22. The method of claim 21, wherein the trained machine learning model is a large language model (LLM).
23. The method of claim 21, further comprising storing, in a database, a tuple for controlling a decision-making process of the agent for generating the set of tasks.
24. The method of claim 23, further comprising:
in response to receiving at least one of a new prompt input or a new scientific query, autonomously adapt the decision-making process of the agent by retraining, by the one or more processors, the agent object with the stored tuple.
25. The method of claim 23, further comprising:
loading, by the one or more processors, a current tuple for controlling a decision-making process of the agent for generating a current set of tasks into working memory;
retrieving, by the one or more processors, the stored tuple from a database, wherein a similarity score between the current tuple and a stored threshold is above a threshold; and
updating, by the one or more processors, the current set of tasks with the set of tasks associated with the stored tuple.
26. The method of claim 21, further comprising:
receiving, by the one or more processors, context information corresponding to the prompt input; and
injecting, by the one or more processors, the context information to the prompt input and/or to the AI agent.
27. The method of claim 21, further comprising:
determining, by the one or more processors and the AI agent, one or more tools to execute the set of tasks based on available processing resources.
28. The method of claim 21, wherein determining one or more tools to execute the set of tasks based on available memory resources includes determining an amount of memory required by a tool of the one or more tools to execute the set of tasks is less than a threshold amount of memory causing a memory failure.
29. The method of claim 21, further comprising:
receiving, by the one or more processors, updated available memory resources; and
executing, by the one or more processors, the set of tasks based on the updated available memory resources.
30. The method of claim 27, further comprising:
dynamically switching, by the one or more processors, a current machine learning model used to execute the set of tasks to another machine learning model based on the updated available memory resources.
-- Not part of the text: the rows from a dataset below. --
PR #6332, opened 2021-07-19
Push running checkpoint to remote

### LINKED ISSUE #6182: checkpoints: flag to `exp push` && `push`
Provide a flag (e.g. `dvclive.next_step(push=True)` or `make_checkpoint(push=True)` or `DVC_EXP_AUTO_PUSH=<git_remote_name_or_url|true>`) to push things per-checkpoint.

Helps with resuming a long-running CI job after timeout.

Part of https://github.com/iterative/cml/issues/560.

karajan1001:
Fix #6182

  https://github.com/iterative/dvc.org/pull/2672


dvc/repo/experiments/executor/base.py
```diff
@@ -464,6 +466,23 @@ def checkpoint_callback(
...
             )
+
+            git_remote = os.environ.get("DVC_EXP_AUTO_PUSH", None)
+            if git_remote:
+                from dvc.repo.experiments.push import push
+
+                branch = dvc.experiments.get_branch_by_rev(
+                    exp_rev, allow_multiple=None
+                )
+                branch_name = ExpRefInfo.from_ref(branch).name
```
pmrowla, line 477:
```suggestion
                branch = scm.get_ref(EXEC_BRANCH, follow=False)
```
We don't need to do the reverse rev->branch lookup from here, since we set the appropriate refs ourselves during exp execution (this `branch` will be the complete `refs/exps/...` refname and can be passed directly into `experiments.push`)

dvc/repo/experiments/executor/base.py
```diff
@@ -464,6 +466,23 @@ def checkpoint_callback(
...
+                push(
+                    dvc,
+                    git_remote,
+                    branch_name,
+                    push_cache=True,
+                    run_cache=True,
+                )
+                logger.info({"pushed": branch_name})
```
pmrowla, line 485: This push also needs to happen for the final `executor.commit()` at the end of `executor.reproduce()` (line 359).

So maybe this env var check + push should maybe be done inside `commit()` so we don't end up missing additional calls in the future in case we add more places that commits can happen.

pmrowla (changes requested):
looks good, just a couple small comments

dvc/repo/experiments/executor/base.py
dberenbaum: This would also create more consistency between checkpoint and non-checkpoint experiments in cml. `dvc exp push` probably shouldn't be needed in the workflow in either case.

dvc/repo/experiments/executor/base.py
```diff
@@ -464,6 +466,20 @@ def checkpoint_callback(
             exp_rev = cls.commit(
                 scm, exp_hash, exp_name=name, force=force, checkpoint=True
             )
+
+            git_remote = os.environ.get("DVC_EXP_AUTO_PUSH", None)
```
efiop, line 470: Please put this env var into `dvc/env.py` and use it as a var.

casperdcl: what about a different meaning, e.g. `DVC_EXP_AUTO_PUSH=10` meaning "push every 10 checkpoints?"

karajan1001: @casperdcl 
`DVC_EXP_AUTO_PUSH` is the remote git repo for auto push. Maybe this name needs to be modified. But it is better to discuss this problem in the PR for `dvc.org`

tests/func/experiments/test_checkpoints.py
```diff
@@ -188,3 +192,73 @@ def test_resume_non_head_checkpoint(
...
+
+    # resume the remote checkpoint
+    os.environ.pop("DVC_EXP_AUTO_PUSH")
+    with git_upstream.chdir():
+        git_upstream.dvc.experiments.run(checkpoint_stage.addressing)
+    assert (git_upstream / "foo").read_text() == "6"
+
+
+def test_auto_push_error_url(dvc, scm, checkpoint_stage, local_remote):
+    os.environ["DVC_EXP_AUTO_PUSH"] = "none"
```
karajan1001, line 237: How to test the error message from an exception? None of the  `caplog.text`, `capsys.err` and `capsys.out` show this out besides the exception was inside the executor hard to be tested by `pytest`

tests/func/experiments/test_checkpoints.py
```diff
@@ -188,3 +192,73 @@ def test_resume_non_head_checkpoint(
...
+        == {}
+    )
+
+
+def test_auto_push_no_remote(dvc, scm, checkpoint_stage, git_upstream):
+    os.environ["DVC_EXP_AUTO_PUSH"] = git_upstream.url
+    assert (
+        dvc.experiments.run(checkpoint_stage.addressing, params=["foo=2"])
+        == {}
+    )
```
karajan1001, line 249: @dberenbaum 
Currently, all of the remote push errors occur after the stage repro, so the repro will stop after one epoch. I'm not sure what is the best way to handle it.
1. leave the repo to be after epoch1?
2. roll back to the init stage?
3. examine it before stage repro?
4. Don't stop running, just give users a warning.

tests/func/experiments/test_checkpoints.py
pmrowla: As you noted, you can't test for exceptions and logging messages here like usual, since experiment execution happens in a separate process.

But any exception that is raised in the experiment will be returned by `future.exception()` and collected in the main process:
https://github.com/iterative/dvc/blob/1e43c303a7bb7c2c34c721554c859ae3eb54c938/dvc/repo/experiments/__init__.py#L710

If you just want to test that a particular exception type generates a specific message, you can just patch the `future.exception()` call so that it returns the exception you want:
https://github.com/iterative/dvc/blob/master/dvc/repo/experiments/__init__.py#L710

You could also patch `future.exception` and check all of the times it is actually called, and look for whatever particular exception you are testing for

dvc/repo/experiments/executor/base.py
```diff
@@ -450,9 +452,32 @@ def _repro_args(cls, dvc):
...
+    @staticmethod
+    def _auto_push(git_remote: str, dvc: "Repo", scm: "Git"):
+        from dvc.repo.experiments.push import push
+
+        if git_remote == scm.root_dir:
+            logger.warning(
+                f"{DVC_EXP_AUTO_PUSH} {git_remote} is the running "
+                "repository auto push will not work"
+            )
+            return
```
pmrowla, line 467: Have you tested this behavior (and did the push actually fail)?

I would not expect this to error out, pushing to yourself is possible with CLI git, and just does nothing, since the refs will always be up to date.

A warning might be appropriate since the user was probably not trying to push to self, but I don't think this should be an error condition

dvc/repo/experiments/executor/base.py
```diff
@@ -450,9 +452,32 @@ def _repro_args(cls, dvc):
...
+
+        branch = scm.get_ref(EXEC_BRANCH, follow=False)
+        branch_name = ExpRefInfo.from_ref(branch).name
+        push(
+            dvc,
+            git_remote,
+            branch_name,
```
pmrowla, line 474: It would be better to call `experiments.push` with the full refname string returned by `scm.get_ref()` here, instead of using this `branch_name` (which is the shortened exp name). Otherwise we will end up doing the entire shortname to full ref string lookup/conversion again in `experiments.push`.

dvc/repo/experiments/executor/base.py
```diff
@@ -450,9 +452,32 @@ def _repro_args(cls, dvc):
...
+            push_cache=True,
+            run_cache=True,
+        )
+        logger.info({"pushed": branch_name})
```
pmrowla, line 478: I think this is probably unneeded (and too verbose). We already log when a push is completed in `experiments.push` at the `debug` level.

dvc/repo/experiments/executor/base.py
```diff
@@ -464,6 +489,10 @@ def checkpoint_callback(
             exp_rev = cls.commit(
                 scm, exp_hash, exp_name=name, force=force, checkpoint=True
             )
+
+            git_remote = os.environ.get(DVC_EXP_AUTO_PUSH, None)
+            if git_remote:
+                cls._auto_push(git_remote, dvc, scm)
```
pmrowla, line 498: This check and push still needs to be moved from `checkpoint_callback()` into the end of `commit()`. With the current behavior, the final commit at the end of `reproduce()` is not pushed.

tests/func/experiments/test_checkpoints.py
```diff
@@ -188,3 +192,73 @@ def test_resume_non_head_checkpoint(
...
+    git_upstream.scm.fetch_refspecs(str(tmp_dir), ["master:master"])
+
+    # without auto push
+    results = dvc.experiments.run(checkpoint_stage.addressing)
+    exp = first(results)
+    ref_info = first(exp_refs_by_rev(scm, exp))
+    assert git_upstream.scm.get_ref(str(ref_info)) is None
+
+    # add auto push
+    os.environ["DVC_EXP_AUTO_PUSH"] = remote
```
pmrowla, line 212: all of the test cases that reference this env var should probably use `dvc.env.DVC_EXP_AUTO_PUSH` instead of the raw string

pmrowla (changes requested):

dvc/repo/experiments/executor/base.py
pmrowla: Actually now that I'm thinking about it, one situation where this "push to self" behavior may be useful is if the user wants to ensure that DVC cache is always pushed for their experiments, but does not care about pushing the individual exp commits to a git remote.

dvc/repo/experiments/executor/base.py
casperdcl: > PR for `dvc.org`

I don't follow. I understand what you're using `DVC_EXP_AUTO_PUSH` for. I'm asking for:

- `DVC_EXP_AUTO_PUSH` to be changed to mean something else (push every N epochs)
- or a new variable `DVC_EXP_AUTO_PUSH_EVERY` added (push every N epochs)
- or 2 different variables with less ambiguous names `DVC_EXP_PUSH_CHECKPOINT=0`, `DVC_EXP_PUSH_REMOTE=""`

Basically I think a "push every N epochs" config should be supported in this PR rather than in a follow-up so that we can keep API consistent. WDYT @efiop?

dvc/repo/experiments/executor/base.py
```diff
@@ -457,25 +457,21 @@ def _repro_args(cls, dvc):
...
-            dvc,
+        dvc.experiments.push(
             git_remote,
-            branch_name,
+            branch,
             push_cache=True,
             run_cache=True,
         )
-        logger.info({"pushed": branch_name})
+        logger.debug(f"pushed {branch} to {git_remote}")
```
pmrowla, line 474:
```suggestion
```
This can just be removed, it ends up being a duplicate of the logging statement that is already done in `experiments.push`

dvc/repo/experiments/executor/base.py
```diff
@@ -457,25 +457,21 @@ def _repro_args(cls, dvc):
 
     @staticmethod
     def _auto_push(git_remote: str, dvc: "Repo", scm: "Git"):
-        from dvc.repo.experiments.push import push
-
         if git_remote == scm.root_dir:
             logger.warning(
```
pmrowla, line 461: one other comment on this is that we will end up repeating this warning for every commit, it would be better if we just checked for this condition once at the start of `reproduce()`

tests/func/experiments/test_checkpoints.py
dberenbaum: Good point!

From user standpoint, it's better to check before stage repro, right? Is there any downside to that approach for the user?

As far as whether to error or give a warning, considering this feature is primarily for CI, I don't think warnings will be that helpful, so I'd opt for an error. What do you think?

dvc/repo/experiments/executor/base.py
pmrowla: Is "push every N commits" actually a requirement for CML? This seems like an additional feature request that's unrelated to being able to recover checkpoints from a dead CI runner.

And it seems like there's still some behavior discussion that would need to be worked out there, i.e. what happens if I have it set to 10 and my experiment generates less than 10 commits, should DVC not push anything?

It also seems like something that should maybe be tied to dvclive and not DVC itself, since DVC doesn't even have a real concept of epoch count/iteration awareness (related dvclive ticket: https://github.com/iterative/dvclive/issues/113). Since dvclive *is* aware of actual epoch counts, it can just call `experiments.push` at the appropriate time without the need for adding more env vars

karajan1001: @pmrowla 
> And it seems like there's still some behavior discussion that would need to be worked out there, i.e. what happens if I have it set to 10 and my experiment generates less than 10 commits, should DVC not push anything?

The final push after commit is a solution, I think.

pmrowla: With regard to this PR, the `DVC_EXP_AUTO_PUSH` env var is intended to be used when there is a requirement that all commits be pushed as they are made (so for CI and other remote execution environments where the user is concerned about potential data loss)

I think granular control over DVC behavior relative to metric states/epoch counts/etc belongs in dvclive. Similar to the discussion over telling dvclive to stop iterating once some metric condition or epoch count is reached, it would be useful for users to be able to push on those kind of conditions as well via dvclive (something like `dvclive.next_step(push=...)` was even suggested in the original issue for this PR).

But this all seems unrelated to the immediate CML need for automated pushing on every commit to account for potentially dead runners (and the DVC fix for this CML requirement should not be dependent on dvclive), which is addressed by what's in this PR now

karajan1001: > It also seems like something that should maybe be tied to dvclive and not DVC itself, since DVC doesn't even have a real concept of epoch count/iteration awareness (related dvclive ticket: [iterative/dvclive#113](https://github.com/iterative/dvclive/issues/113)). Since dvclive _is_ aware of actual epoch counts, it can just call `experiments.push` at the appropriate time without the need for adding more env vars

Agreed

karajan1001: > I think granular control over DVC behavior relative to metric states/epoch counts/etc belongs in dvclive. Similar to the discussion over telling dvclive to stop iterating once some metric condition or epoch count is reached, it would be useful for users to be able to push on those kind of conditions as well via dvclive (something like `dvclive.next_step(push=...)` was even suggested in the original issue for this PR).

How about let the dvclive control `DVC_EXP_AUTO_PUSH` env dynamically?

pmrowla: I don't really see why dvclive would need to manipulate the env var when it can just call the push function directly itself and keep control over the specific push options.

(In CML to fix the dead runner issue we need to push all 3 of commits/dvc cache/run cache, but in normal user scenarios they probably do not need to push all 3 every time)

dvc/repo/experiments/executor/base.py
```diff
@@ -450,9 +455,27 @@ def _repro_args(cls, dvc):
             kwargs = {}
         return args, kwargs
 
+    @staticmethod
+    def _auto_push(git_remote: str, dvc: "Repo", scm: "Git"):
+        if git_remote == scm.root_dir:
+            logger.warning(
+                f"try to auto checkpoints to {git_remote} which is the "
+                "running repository dvc cache will be pushed to the "
+                "default remote while git references will not be pushed"
```
jorgeorpinel, line 464: I'm not sure I understand this message. Maybe something like

> Try to save the experiment status to {git_remote} after every checkpoint.
Data will be pushed to the default remote.

Not sure what Git refecences we're talking about. Meaning the experiments themselves? If so what gets saved to {git_remote} ?

pmrowla: We are `git push`ing the currently running experiment ref. In this condition, `git_remote` points to the current git repo itself, so nothing actually happens on the git side. However, when this env var is set, we also automate `dvc push`ing used cache objects and run cache for the currently running experiment as well.

So the side effect here is that nothing will be "pushed" anywhere on the git side of things, but DVC outputs and run cache will still be pushed to the default configured DVC remote.

pmrowla: The warning message should probably just be something like

> '{git_remote}' points to the current Git repo, experiment Git refs will not be pushed. DVC cache and run cache will automatically be pushed to the default DVC remote (if any) on each experiment commit.

dvc/repo/experiments/executor/base.py
casperdcl: > Is "push every N commits" actually a requirement for CML?

A stable API is a requirement. My point is if we (in this PR or in a future PR) implement "push every N commits" and other config options we'd probably change the API of this PR.

In summary, as a minimum requirement to approve this PR, I would rename `DVC_EXP_AUTO_PUSH` to `DVC_EXP_AUTOPUSH_REMOTE` or something similar.

dberenbaum: So your only concern for now is the name of this env var @casperdcl?

Seems like `DVC_EXP_AUTO_PUSH` does two things:
1. Flags whether to auto push.
2. Specifies the remote.

The name makes sense for the first purpose but is probably too generic for the second. We could:
1. Keep it as is.
2. Change the name to mention `REMOTE` or even `GIT_REMOTE`/`GITREMOTE`/`GIT`.
3. Split into two env vars.
4. Leave the remote to be configured in Git (see https://git-scm.com/docs/git-config#Documentation/git-config.txt-remotepushDefault) and make `DVC_EXP_AUTO_PUSH` a boolean.

Any preferences?

pmrowla: I don't think relying on the default git remote is a solution since it is probably not set in CI environments. I'd be in favor of just changing it to something with `GIT_REMOTE` or `GIT_URL`.

karajan1001: `GIT_REMOTE` didn't indicate anything about `DVC` and `AUTOPUSH`, maybe `DVC_CHECKPOINT_REMOTE` is better?

pmrowla: We meant that the name should include something like `GIT_REMOTE`/`GIT_URL`, not that the env var should just be `GIT_REMOTE`. So something like `DVC_EXP_AUTO_PUSH_GIT_REMOTE`, but preferably shorter.

I don't think using just `REMOTE` alone will work here since it's not obvious if it's a git remote or a dvc remote.

This is also not specific to checkpoints, regular experiments will end be pushed the same way if the env var is set.

casperdcl: > So your only concern for now is the name of this env var?

only blocking concern, yes (because *APIs are forever*).

I'd suggest:

- `DVC_EXP_CHECKPOINT_PUSH:bool`
- rely on Git remote (if CI envs don't set it, we can document that the user should `git remote add` etc. first)

introducing `DVC_EXP_GIT_REMOTE` to me seems necessary [iff](https://en.wikipedia.org/wiki/If_and_only_if) there's a reason for the user to deliberately configure multiple different Git remotes.

pmrowla: Configuring multiple git remotes is a pretty typical use case (original/`upstream` repo vs my fork/`origin`). If I'm working on a fork and want my run experiments pushed to the original repo but not my fork, I need to be able to configure the remote.

---

I'm also concerned that relying on the default git remote behavior is going to end up confusing for users in certain situations.

Default git remotes only apply to git branches. When I have a checked out git branch, and do
```
git push
```
with no remote specified, git will look at the repo config and checks for `remote.pushDefault` (never set by default in any git repo), and then `branch.<current_branch_name>.remote` (set when you configure a specific remote-tracking branch with `git push -u ...`) in that order. If neither of those are set, it will fallback to `origin`.

The issue here is that upstream tracking branches only apply to branches. DVC exps do not have upstream tracking branches. This means that "default" for DVC experiments is always going to be either `remote.pushDefault` or `origin`.

This is going to be confusing for users in the event that they are running experiments based on a branch with a configured non-`origin` upstream tracking remote. The end result is that users get this behavior:

```
git checkout mybranch  # checks out mybranch
git push -u upstream mybranch  # sets default push remote for mybranch to 'upstream'
DVC_EXP_AUTO_PUSH=1 dvc exp run  # runs an experiment and auto-pushes it to 'origin'
```

In this case it seems like what the user probably wanted (and probably would expect) is that the experiment would be pushed to `upstream`. But the exp ref is actually pushed to `origin`, since `branch.mybranch.remote = upstream` specifically only applies when git is pushing `refs/heads/mybranch` and does not apply to anything in any custom ref namespace.

This ambiguity is why `dvc exp push` always requires an explicit remote name.

karajan1001: I think that the behavior of `auto push` should go with `dvc exp push`.  Make different protocols for them will confuse users. If `dvc exp push` can run with a default remote, `auto push` should also support it, vice versa.

karajan1001: One possible solution is that 
1. `DVC_EXP_GIT_REMOTE` is used for the default exp push git remote. Both `dvc exp push` and `auto push` can use it (But the auto push cann't work without it, while `dvc exp push` can run git remote arguments).
2. `DVC_EXP_CHECKPOINT_PUSH`/ `DVC_EXP_CHECKPOINT_AUTO_PUSH` can be used for the open/close of auto_push

For the problem of `push every N epochs ` better to discuss with `dvclive` side?

karajan1001: > * `DVC_EXP_GIT_REMOTE` is used for the default exp push git remote. Both `dvc exp push` and `auto push` can use it (But the auto push cann't work without it, while `dvc exp push` can run git remote arguments).

But it is a totally new feature, involving changes on `dvc exp push` should not be mixed in this PR.

casperdcl: > Configuring multiple git remotes is a pretty typical use case

ok in that case I'd go with

> 2. Split into two env vars

i.e. `DVC_EXP_CHECKPOINT_PUSH:bool` and `DVC_EXP_GIT_REMOTE:str`?

Regarding:

> I think that the behavior of `auto push` should go with `dvc exp push`

This also makes sense to me

dberenbaum: > This is also not specific to checkpoints, regular experiments will end be pushed the same way if the env var is set.

I think we need to keep `CHECKPOINT` out of the names of these env vars for this reason.

---

Splitting into two env vars makes sense, but it does make the UX more complex. I think it's worth making sure this is really necessary before creating extra complexity for hypothetical future needs, so I have a couple follow-ups:

Why not rename the env var to `DVC_EXP_GIT_REMOTE` and make no other changes? That provides future flexibility but also keeps the UX concise.

Alternatively, I think we could reconsider having a default remote.

> Configuring multiple git remotes is a pretty typical use case (original/`upstream` repo vs my fork/`origin`). If I'm working on a fork and want my run experiments pushed to the original repo but not my fork, I need to be able to configure the remote.

1. Is this likely in CI?
2. Even locally, are users likely to do `git push -u upstream mybranch`? My typical workflow would be to pull from upstream and push to origin by default.
3. If we aren't following Git default remote configuration, why not document that `origin` is the default instead of requiring it to be explicit?

pmrowla: > Is this likely in CI?

in CI probably not

> Even locally, are users likely to do git push -u upstream mybranch? My typical workflow would be to pull from upstream and push to origin by default.

I do this regularly with DVC - we have CI configured to run a different set of actions on pull requests vs branches pushed directly to `iterative/dvc`, so there are times when I want to push a certain branch for specific features (that will require the stricter branch tests) to upstream rather than my personal fork

> If we aren't following Git default remote configuration, why not document that origin is the default instead of requiring it to be explicit?

This is an option, although as someone who is going to have to answer support questions regarding "why is the default for this experiment `origin` instead of the default I set on my git branch", my preference would be to continue requiring the explicit argument

karajan1001: @dberenbaum 
> Alternatively, I think we could reconsider having a default remote.

I think having a default remote for the `dvc exp push` is reasonable, both `dvc push` and `git push` have default remotes.
How about adding it to the `dvc.config`, it is more manageable. 

And if a default remote for `dvc exp push` is setted, the only env arguments here to control the auto push process is `DVC_EXP_CHECKPOINT_PUSH:bool`.

I don't think users will directly use auto push without using `dvc exp push` previously. If they are familiar with `dvc exp push`, and knows how to set up a default remote. The auto push configuration is quite a simple one.

karajan1001:
In summary, 

1. split the current env into two (confirm the usage with CML team).
2. create a new ticket for the default dvc exp push git remote.
3. auto push on every several epochs -- a new feature not to discuss here (also a new ticket ) .

Anything else.

casperdcl:
@iterative/cml

dvc/env.py
```diff
@@ -7,3 +7,5 @@
 DVCLIVE_HTML = "DVCLIVE_HTML"
 DVCLIVE_RESUME = "DVCLIVE_RESUME"
 DVC_IGNORE_ISATTY = "DVC_IGNORE_ISATTY"
+DVC_EXP_GIT_REMOTE = "DVC_EXP_GIT_REMOTE"
+DVC_EXP_CHECKPOINT_PUSH = "DVC_EXP_CHECKPOINT_PUSH"
```
pmrowla, line 11: I think this should be named something more like `DVC_EXP_AUTO_PUSH`

It is not specific to checkpoints, and should not have `CHECKPOINTS` in the name.

dvc/utils/__init__.py
```diff
@@ -512,3 +513,11 @@ def errored_revisions(rev_data: Dict) -> List:
...
             result.append(revision)
     return result
+
+
+def getenv_bool(name: str, default: str = "False"):
+    raw = os.getenv(name, default).title()
+    try:
+        return bool(ast.literal_eval(raw))
+    except ValueError:
+        return False
```
pmrowla, line 523: I don't think we should get into this kind behavior, in my opinion it would be better to just document that if the environment variable is set at all, it will be considered enabled.

but others may have different thoughts on this
cc: @iterative/dvc

pmrowla (changes requested):

dvc/env.py
karajan1001: Yes, because we had added auto push after the running result being committed. Other experiments have also been affected.

dvc/utils/__init__.py
casperdcl: I could see a scenario where a templated YAML workflow yields `env: VAR: false` but not `env: VAR: False`. Agree that it seems to much of a headache to support.

`if os.getenv(name, '')` seems fine to me...

dvc/env.py
```diff
@@ -7,3 +7,5 @@
 DVCLIVE_HTML = "DVCLIVE_HTML"
 DVCLIVE_RESUME = "DVCLIVE_RESUME"
 DVC_IGNORE_ISATTY = "DVC_IGNORE_ISATTY"
+DVC_EXP_GIT_REMOTE = "DVC_EXP_GIT_REMOTE"
+DVC_EXP_AUTO_PUSH = "DVC_EXP_CHECKPOINT_PUSH"
```
casperdcl, line 11: why the difference between var name & string? (Also what are the strings for?)

dvc/utils/__init__.py
efiop: We also have `env2bool` in dvc/utils, that we can use here instead.

dvc/scm/git/backend/dulwich.py
```diff
@@ -353,20 +353,20 @@ def iter_remote_refs(self, url: str, base: Optional[str] = None):
...
             client, path = get_transport_and_path(location)
+            if base:
+                yield from (
+                    os.fsdecode(ref)
+                    for ref in client.get_refs(path)
+                    if ref.startswith(os.fsencode(base))
+                )
+            else:
+                yield from (os.fsdecode(ref) for ref in client.get_refs(path))
+
```
pmrowla, line 364: Why is this code block moved?

`client.get_refs()` failing is not always going to be due to an invalid URL. `get_transport_and_path` does validation on whether or not the specified git remote exists, or whether or not an explicit URL is a valid git URL.

I get that you are trying to validate whether or not the URL is reachable before the experiment is run, but I don't think that is necessary at all. And even if you want to validate the URL by doing an `scm.iter_refs` call, you still don't need to move this code block to do it.

(and if `client.get_refs()` fails, it would be better to pass the actual exception for why it failed up the chain, instead of just assuming it was due to an invalid URL.)

pmrowla (changes requested):

dvc/repo/experiments/executor/base.py
```diff
@@ -248,6 +250,28 @@ def on_diverged_ref(orig_ref: str, new_rev: str):
...
+            )
+        try:
+            for ref in dvc.scm.iter_remote_refs(
+                git_remote, base=EXPS_NAMESPACE
+            ):
+                if ref:
+                    break
+        except BaseException as e:
+            print(e)
+            raise e
```
pmrowla, line 271: Why is this print statement needed?

In the event that we need to explicitly catch and re-log exceptions in a multiprocessing context, they are already caught and logged in the `_repro_dvc` context manager

dvc/repo/experiments/executor/base.py
```diff
@@ -248,6 +250,28 @@ def on_diverged_ref(orig_ref: str, new_rev: str):
             )
         return refs
 
+    @classmethod
+    def _auto_push_check(cls, dvc: "Repo"):
```
pmrowla, line 254: This is minor, but I would maybe call this function `_validate_remotes` or something along those lines. The way the PR looks right now it comes across as if this is going to be a modified version or wrapper around `_auto_push()`, when it's actually a function to validate whether or not we have git and dvc remotes to push to

dvc/scm/git/backend/dulwich.py
karajan1001: > I get that you are trying to validate whether or not the URL is reachable before the experiment is run, but I don't think that is necessary at all. 

Because the first push will happen after one iteration, stopping at that point will leave a dirty workspace.

pmrowla: Right, but that's not any different than any other failure that may occur during an experiment run, or during `dvc repro`.

The user's pipeline code itself could fail, or the `dvc push` could fail due to any number of reasons, whether it's because of a network error, or because the remote config is actually invalid. (We don't validate being able to connect to a DVC remote, all we do is validate that a default remote exists in the DVC config).

All of these cases will result in a "dirty" workspace, which is fine.

karajan1001: In some cases, training 1 epoch would cost hours or even days of time. And it will be really frustrating if got an error from DVC.

pmrowla: My point is that we are not checking for other things that can fail in DVC, after the epoch has been generated.

Just as an example, we do not verify whether or not it is possible to actually push the cache data to the default DVC remote. If I have mis-configured my DVC remote using either a URL that doesn't exist, or with the wrong authentication credentials, we will fail after we have generated a commit and try to auto-push it.

If we are going to do this kind of strict validation on the git remote, then we should also be doing it on the DVC remote. But in my opinion, both of these checks would be excessive.

---

I also still do not think we should be failing at all in the event that the automatic push fails. We should wrap any exceptions that occur when we try to push, and log them if it fails, but continue running the pipeline. If the user has misconfigured the git URL, they can just do a manual `dvc exp push <correct_git_url> ...` after execution has completed, rather than needing to re-run an entire experiment.

But this is maybe a question for @dberenbaum 

(And yes, this manual push isn't possible in the CML use case, but in the CML use case the key differences are that the user has probably already tested their code locally and that the upstream git URL or remote should be coming from the CI provider itself (i.e. from the github/gitlab environment))

dberenbaum: It looks the changes are outdated, so it seems like some of the specifics have changed, and I'll focus on the general user experience.

I think there was a previous question from @karajan1001 about whether to validate the url before running the experiment. This validation seems useful and I see little downside from a user perspective. Since dvc knows the experiment will be pushed, it would be helpful to avoid issues before spending time to run the experiment. I also think it makes sense to throw an error if validation fails since auto pushing is specifically for cml and similar workflows, where leaving a dirty workspace isn't helpful.

It would actually seem useful to have some basic validation of both the git and dvc remotes. As @pmrowla mentioned, in cml the `DVC_EXP_GIT_REMOTE` is unlikely to be a problem since it's being set automatically. However, the dvc remote is configured by the user, and it will be problematic if the auto push fails in cml.

Feel free to push back with reasons to avoid this validation or with questions of how strictly to validate.

pmrowla: > I think there was a previous question from @karajan1001 about whether to validate the url before running the experiment. This validation seems useful and I see little downside from a user perspective.

There are different possible levels of "validation". IMO validating that a `.git/config` remote named `origin` exists or that the string `git@github.com/my/repo.git` is a valid git URL but `s3://some_non_git_url` is not valid is fine. But I don't think we have to bother checking that `git@github.com/my/repo.git` is reachable before trying to push to it.

This is the exact same level of @karajan1001 's current validation for the DVC remote. We check that a default DVC remote exists in the repo config, but we do not do anything to verify that the remote URL is reachable, or that we have the required list/write/move/delete permissions to actually push to it.

IMO this is fine. But trying to connect to each remote before we actually run anything is overkill, and in the event that it fails we can handle it at that time.

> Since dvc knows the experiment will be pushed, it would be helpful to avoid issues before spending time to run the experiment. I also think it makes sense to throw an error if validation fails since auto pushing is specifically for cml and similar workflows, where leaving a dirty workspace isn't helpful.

31. The method of claim 30, wherein the another trained machine learning model is a quantized version of the current trained machine learning model, wherein the quantized version of the another trained machine learning model uses less memory resources than the current trained machine learning model.
32. The method of claim 21, further comprising:
determining, by the one or more processors and based on the scientific query and the output data, that additional processing of the output data is required.
33. The method of claim 21, further comprising:
selecting, by the one or more processors and the AI agent and based on the available computing resources and prompt input, a second agent including a second trained machine learning model; and
executing, by the one or more processors and the second agent, one or more tasks in the set of tasks.
34. The method of claim 32, wherein the second trained machine learning model is a multimodal machine learning model.
35. The method of claim 34, wherein the at least one of (i) the output data, (ii) the observation, or (iii) the ranked listing is a multimodal output.
36. The method of claim 34, wherein the second trained machine learning model is trained to generate a graphical representation of the output data corresponding to the scientific query.
37. The method of claim 36, wherein the graphical representation of the output data is a plot of the output data.
38. The method of claim 1, further comprising:
determining, by the one or more processors, a relevance of each observation of the output data to the prompt input; and
ranking, by the one or more processors, the observations of the output data from most relevant to least relevant to the prompt input.
39. The method of claim 21, wherein the set of tasks includes generating a set of executable code.
40. The method of claim 21, wherein the set of tasks are executed in an exascale computing environment.